The Big Move to Albuquerque is beginning. Take Off Date is June 1st---a mere few days away and we are in the throes of packing and cleaning and putting away memories.
Today, the IRC came to pick up our unneeded furniture (my couch, his chair, my bed). My apartment is now empty of all large furniture, but filled with boxes of wedding presents and books. I haven't even started on my clothes (right now, I'm envisioning trashbags).
It's sad, though, this packing away of my life. I know how corny this sounds, but it really is saying goodbye to a stage in my life. My single life is over, for real this time. Even though we're married now, not sharing space makes the marriage feel a little fake. We still have "mine" and "his." But in a few short days, we'll just have "ours." Our house. Our yard. Our dishes. Our couch. Our bed (beautiful and new!). And Our Bathroom (the biggest adjustment, I'm sure).

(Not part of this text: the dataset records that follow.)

Issue #13952, opened 2023-05-11
Border-radius is different on buttons for dark/light theme


b21phiro:
## Description
The buttons in the options panel does not have the same overall-look between light/dark theme. For example, the border-radius is different.

![bild](https://github.com/HGustavs/LenaSYS/assets/45258330/e3de76a5-3089-4650-8ef6-37fd69a0386f)

## Your job
Fix it.

PR #14008, opened 2023-05-15
Border-radius is different on buttons for dark/light theme #13952

a19clasv:
Removed it from blackTheme.css so it's the same as in style.css for light theme.


a21aldsa (approved):
Looks good

Issue #14007, opened 2023-05-15
Add popup-message for saved diagram


b21phiro:
## Description
Right now when a diagram is saved it does not give any feedback to the user. 

## Job
Make sure that a popup that displays if saving the diagram was successfull or if it failed.

PR #14015, opened 2023-05-15
G1 2023 v6 fix 3 #14007

b21matfi:
I made so that there is a message when saving, tried to make it so that you could not save as many times as possible, but there was a issue where if you change the type or placed another element instead of the one already in place you could not save.

That's why i chose to just it to check if the current index is -1 you can not save the diagram


b21oscpe (approved):
Looks good!

PR #14016, opened 2023-05-15
G2 2023 v6 issue#13617

b21hamwe:
Been discussing with G2:s "issue master" (c21alest), and we agreed on letting this issue be for the moment and leaving this solution as an work in progress file until the API and everything is complete.

Therefore, the checkboxes and searchbar are missing functionality.
Styling will later on be more defined.


a21oscgu (approved):
Looks good!

d21erisu:
Great!

Issue #13985, opened 2023-05-15
Fetch saved diagram from "CurrentlyActiveDiagram" localStorage.


b21phiro:
## Description
In the file ``diagram.js`` there's a function called ``storeDiagramInLocalStorage`` that saves the diagram as JSON in the localstorage with the key ``CurrentlyActiveDiagram``. However, this is never retrieved. 

## Job
There might allready exist functions that are commented out that do this. But, either way we need:
1. A function that retrieves the data, and translates the JSON into JS-objects.
2. A function that takes this object, and prints out on the screen.

For now, we also just loads in the saved data on load. However, the function that prints out the data must be dynamic as a "load-button" should be implemented in the future.

a21nibah:
what is the goal here? is the goal to create these 3 functions or is the goal simply to make a function that can retreave diagrams from local storage?
can i take this function adn repurpose it to solve this issue? from the comment it appears to not do anything. 
`
//code has no functionallity execpt for when the hard coded diagram was used. looks like it reloaeded the diagram and got the file. Diagram in onSetup()
/* function fetchDiagramFileContentOnLoad()
{
    let temp = getVariantParam();
    var fullParam = temp[0];
    cid = temp[1];
    cvers = temp[2];
    diagramToLoad = temp[3];
    diagramToLoadContent = temp[4];

    // Check whether there is a diagram saved in localstorage and load it.
    // Otherwise, load from VariantParam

I'm scared about moving. Will I find a job? Will I make friends? Will Albuquerque someday feel like home? Will I find good stores to shop at? I know the true answer to these questions is yes, but how long will it take?
Tucson has been my home for the last 1.5 years, and some of them have been good months. But there have also been very sad months. Even though I am brokenhearted to be leaving the city that I call home, in some ways, I feel like I am finally saying goodbye to one of the saddest and hardest times of my life. I truly am closing a chapter in my life and moving forward to the new, the exciting and the completely unknown.